作為一名穿越前的985醫學博士,她有著極其嚴密的邏輯思維和職業嗅覺。
剛穿越到這個世界時,她滿腦子也是報仇二字。
畢竟安家濟世堂是大楚百年的老字號,被新皇陳楚一張聖旨就查抄了全家,父親死在獄中,她則成了逃犯。
這種開局,妥妥的是女頻復仇文的模闆。
可這半個月來,她以遊醫的身份走街串巷,卻越查越心驚。
安顏修長的手指撫過賬本上那些被刻意模糊的記錄:泰安九年,進項參須三千斤,銷項“百年野山參”八百株。
“三千斤參須,能變出八百株完整的野山參?”安顏發出一聲冷笑。
她腦海中浮現出這些天走訪的結果。
城東王老漢,為了給病重的老伴續命,賣了祖產買了濟世堂的救命參,結果那參是用蘿蔔乾泡了藥水染色的,人吃了不到三天就渾身浮腫氣絕身亡。
城南的李寡婦,兒子傷了腿,用了濟世堂的止血散,傷口卻因汞含量超標而大麵積潰爛,最後隻能生生鋸掉一條腿保命。
安顏合上賬本,長長地吐出一口濁氣。
濟世堂,根本不是什麼醫者仁心,那是一個披著慈善外皮的殺人工廠,利用名聲掠奪窮人最後一絲活命錢的怪獸。

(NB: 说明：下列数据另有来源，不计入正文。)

PR #546, opened 2020-01-27
Quick typo fix

khionu:
Fixes a small typo that inverts the intended meaning.


khionu:
Did a search for "399" and "async-trait" in that file, found nothing.

hawkw:
Okay, thanks for checking! Going to merge this now, then!

PR #547, opened 2020-01-27
Remove experimental parts of tracing-error

yaahc:
## Motivation

Much of the way that tracing Contexts should be integrated with errors is currently up for debate but the usage of Backtrace like object for printing spans in errors has been uncontested for a while. This change removes the error integration temporarily in favor of merging a `std::backtrace::Backtrace`-like API for capturing contexts from spans.


tracing-error/src/lib.rs
```diff
@@ -1,79 +1,16 @@
...
-    inner: Box<dyn Error + Send + Sync>,
-    context: Context,
-}
-
-impl ContextError {
-    pub fn from_error(error: Box<dyn Error + Send + Sync + 'static>) -> Self {
-        ContextError {
-            inner: error,
-            context: Context::current(),
+#[macro_export]
```
hawkw: I would probably not commit to making this this part of our public API?

tracing-error/src/backtrace.rs
```diff
@@ -0,0 +1,65 @@
...
+    pub fn with_spans(&self, f: impl FnMut(&'static Metadata<'static>, &str) -> bool) {
+        self.span.with_subscriber(|(id, s)| {
+            if let Some(getcx) = s.downcast_ref::<WithContext>() {
+                getcx.with_context(s, id, f);
+            }
+        });
+    }
+}
+
+impl fmt::Debug for SpanBacktrace {
```
hawkw: TIOLI, but to me, this feels more like a display impl?

tracing-error/src/backtrace.rs
```diff
@@ -0,0 +1,65 @@
...
+    fn fmt(&self, f: &mut fmt::Formatter<'_>) -> fmt::Result {
+        let mut err = None;
+        let mut span = 0;
+
+        writeln!(f, "span backtrace:")?;
```
hawkw: i would probably omit this and let the error type/whatever is formatting the span trace add whatever kind of header etc it wants?

tracing-error/src/backtrace.rs
```diff
@@ -0,0 +1,65 @@
...
+                err
+            );
+            if !fields.is_empty() {
+                try_bool!(writeln!(f, "           with {}", fields), err);
+            }
+            if let Some((file, line)) = metadata
+                .file()
+                .and_then(|file| metadata.line().map(|line| (file, line)))
+            {
+                try_bool!(writeln!(f, "             at {}:{}", file, line), err);
```
hawkw: personally, I would prefer to align the first character of `with` and `at` in the same column...having `with` start two characters earlier looks awkward to me. but, TIOLI.

tracing-error/src/backtrace.rs
```diff
@@ -0,0 +1,65 @@
...
+        let mut span = 0;
+
+        writeln!(f, "span backtrace:")?;
+        self.with_spans(|metadata, fields| {
+            try_bool!(
+                writeln!(f, "{:>4}: {}::{}", span, metadata.target(), metadata.name()),
+                err
+            );
+            if !fields.is_empty() {
+                try_bool!(writeln!(f, "           with {}", fields), err);
```
hawkw: i have a slight preference for expressing the indentation here using a numeric constant or something, rather than literal whitespace, but i don't really care

tracing-error/src/backtrace.rs
```diff
@@ -0,0 +1,65 @@
...
+
+impl fmt::Debug for SpanBacktrace {
+    fn fmt(&self, f: &mut fmt::Formatter<'_>) -> fmt::Result {
+        let mut err = None;
+        let mut span = 0;
+
+        writeln!(f, "span backtrace:")?;
+        self.with_spans(|metadata, fields| {
+            try_bool!(
+                writeln!(f, "{:>4}: {}::{}", span, metadata.target(), metadata.name()),
```
hawkw: it would be really nice if each span in the trace could inherit the width, padding, and alignment of the root formatter, so you can say things like `format!("{:<80}", span_backtrace)` and have your formatting preferences honored...it might be tricky to make this work nicely so i am okay with punting on it...

tracing-error/src/backtrace.rs
```diff
@@ -0,0 +1,65 @@
...
+                try_bool!(writeln!(f, "           with {}", fields), err);
+            }
+            if let Some((file, line)) = metadata
+                .file()
+                .and_then(|file| metadata.line().map(|line| (file, line)))
+            {
+                try_bool!(writeln!(f, "             at {}:{}", file, line), err);
+            }
+
+            span += 1;
```
hawkw: what do you think about re-using the format [precision specifier](https://doc.rust-lang.org/std/fmt/#precision) or something to allow users to limit the max number of spans printed in the trace (à la seanmonstar/errors#1)?

tracing-error/src/lib.rs
```diff
@@ -1,79 +1,16 @@
...
-        Some(cx)
-    }
-
-    fn span_backtrace(&self) -> fmt::SpanBacktrace<&(dyn Error + 'static)>
-    where
-        Self: Sized + 'static,
-    {
-        fmt::SpanBacktrace::new(self as &dyn Error)
-    }
-}
```
hawkw: I think we're going to want to bring something like this back before releasing this crate, but I'm fine with deleting it for now if you want to redo the API...

tracing-error/src/backtrace.rs
yaahc: I would prefer to have users do this via a custom Debug/Display impl on a wrapper type using `with_spans`

tracing-error/src/lib.rs
yaahc: Yea, I'd prefer to try implementing something local in one of my crates to experiment with this API rather than commit to something up front where I don't 100% understand how its intended to be used.

tracing-error/src/backtrace.rs
yaahc: I put this in to be consistent with the way that std::backtrace::Backtrace works, I would prefer to have people who want to do custom formatting do so via the `with_spans` API

tracing-error/src/backtrace.rs
yaahc: Same as above, I just went to the backtrace src to see how they did it and saw that they were using whitespace literals so I just copied them.

tracing-error/src/backtrace.rs
yaahc: Same as earlier, I just went to the backtrace src to see how they did it and saw that they were using whitespace literals so I just copied them.

tracing-error/src/backtrace.rs
yaahc: I'll try some other formats but I'd personally prefer having alignment on the informational parts of the backtrace over having alignment on the structural parts.

tracing-error/src/backtrace.rs
yaahc: Not sure how this would work but I'm down to try.

tracing-error/src/backtrace.rs
hawkw: mmk, i don't really care either way.

tracing-subscriber/src/fmt/fmt_layer.rs
```diff
@@ -395,22 +395,27 @@ where
...
+            }
         }
     }
 
     fn on_record(&self, id: &Id, values: &Record<'_>, ctx: Context<'_, S>) {
         let span = ctx.span(id).expect("Span not found, this is a bug");
         let mut extensions = span.extensions_mut();
         if let Some(FormattedFields { ref mut fields, .. }) =
-            extensions.get_mut::<FormattedFields<Self>>()
+            extensions.get_mut::<FormattedFields<N>>()
```
hawkw: Would you mind opening a separate PR against master with these changes? I'd prefer them to merge separately.

Thanks!

examples/examples/error.rs
```diff
@@ -47,17 +50,20 @@ fn do_another_thing(
...
+    ))
 }
 
 #[tracing::instrument]
 fn main() {
     let subscriber = Registry::default()
-        .with(ErrorLayer::default())
-        .with(FmtLayer::default());
+        .with(FmtLayer::default())
+        .with(ErrorLayer::default());
```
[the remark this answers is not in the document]
yaahc: I figured I'd just leave it on the ordering that produced the downcasting error, but i'll revert it.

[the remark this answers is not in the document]
hawkw: doesn't really matter to me

hawkw:
@yaahc it looks like clippy is upset about an unused import: https://github.com/tokio-rs/tracing/pull/547/checks?check_run_id=413925052#step:4:566 would you mind fixing this?

hawkw:
cool, merged it

PR #550, opened 2020-01-28
Derive Copy on struct Level

tcharding:
## Motivation

It is useful to be able to declare a local variable set to  `Level::foo`.  Currently one must clone this variable because `Level` does not implement `Copy`.

## Solution

`Level` contains a single field `LevelInner` which derives `Copy`, we can therefore derive `Copy` on `Level` also.

### DIFF
--- a/tracing-core/src/metadata.rs
+++ b/tracing-core/src/metadata.rs
@@ -83,7 +83,7 @@ pub struct Metadata<'a> {
 pub struct Kind(KindInner);
 
 /// Describes the level of verbosity of a span or event.
-#[derive(Clone, Debug, Eq, PartialEq, Ord, PartialOrd)]
+#[derive(Clone, Copy, Debug, Eq, PartialEq, Ord, PartialOrd)]
 pub struct Level(LevelInner);
 
 // ===== impl Metadata =====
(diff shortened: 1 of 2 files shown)


hawkw:
Hmm. If memory serves, the motivation for not deriving `Copy` on `Level` was for forward-compatibility reasons: if we provide a `Copy` impl _now_, any future change that makes the type no longer trivially copyable & thus requires us to remove the `Copy` impl is a potential breaking change.

With that said, I'm not sure if the risk of `Level` ever becoming not copyable is terribly high. So, this may be okay. Any thoughts, @tokio-rs/tracing?

tcharding:
> Hmm. If memory serves, the motivation for not deriving `Copy` on `Level` was for forward-compatibility reasons: if we provide a `Copy` impl _now_, any future change that makes the type no longer trivially copyable & thus requires us to remove the `Copy` impl is a potential breaking change.

Cool, I had not thought of this.  With this in mind, even a small chance of this eventuating outweighs writing `level.clone()`.  I'm happy for you to close the PR.

Thanks.

hawkw:
I think it would be reasonable to commit to a `Copy` impl for `Level` being stable, it's just something I want to make sure we take the time to think about first. 

In general, though, this is why very few types in `tracing-core` implement `Copy` — for some of them, like `span::Id`s and `Interest`s, I think it's important to reserve the right to add more data to these types in the future if necessary.

Anyway, thanks for taking the time to open the PR @tcharding, and we'll spend a little time thinking about whether there might ever be a need to make `Level` not trivially copyable before deciding what to do with this PR.

tcharding:
thanks @hawkw, I'll leave it with you.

“這種地方被抄,不僅不冤,甚至是報應。”安顏自言自語。
她又想起路過茶館時聽到的閑言碎語。
那些被名門望族唾棄為暴君的陳楚,在百姓口中卻是另一副模樣。
“新皇登基後,收回了權貴霸佔的官田,分給了咱們這些流民。”
“以前過冬,得準備好賣女兒的繩子,今年……好歹鍋裡能看見米粒了。”
“敢伸手拿咱們一文錢的官兒,都被黑冰台砍了腦殼掛在城門口,痛快!”
安顏靠在窗邊,望著天邊那輪孤月。
作為一個受過高等現代教育的人,她當然知道獨裁體製的弊端。
但在這個生產力極其低下、階級固化到令人髮指的古代世界,陳楚這種暴力破局的“暴君”,反而是最能給底層一條活路的君主。
與其說是暴君,不如說他是這個瘋狂時代裡,唯一一個在認真做事的人。
至於安家?
那些害死無數百姓的親人,死便死了。
她的醫術來自二十一世紀的現代醫學實驗室,流的是救人的血,不是濟世堂那股腐臭的藥味。
“治完這幾塊料的傷,我就該走了。”安顏看向床榻,眼神恢復了職業性的冷漠。
……
第二天清晨,陽光透過窗欞灑在地上。
趴在床上的吳軟軟經過一夜的休息,精神好了不少,隻是後背的傷口依然讓她動彈不得。
“倌倌姐,我想起一個人!”
吳軟軟忽然抓著蘇倌倌的手,眼神中閃爍著近乎瘋狂的希冀。
“我爹以前有個得意門生,叫梅長安。京城裡的人都叫他麒麟才子,說他有經天緯地之才,得之可得天下!”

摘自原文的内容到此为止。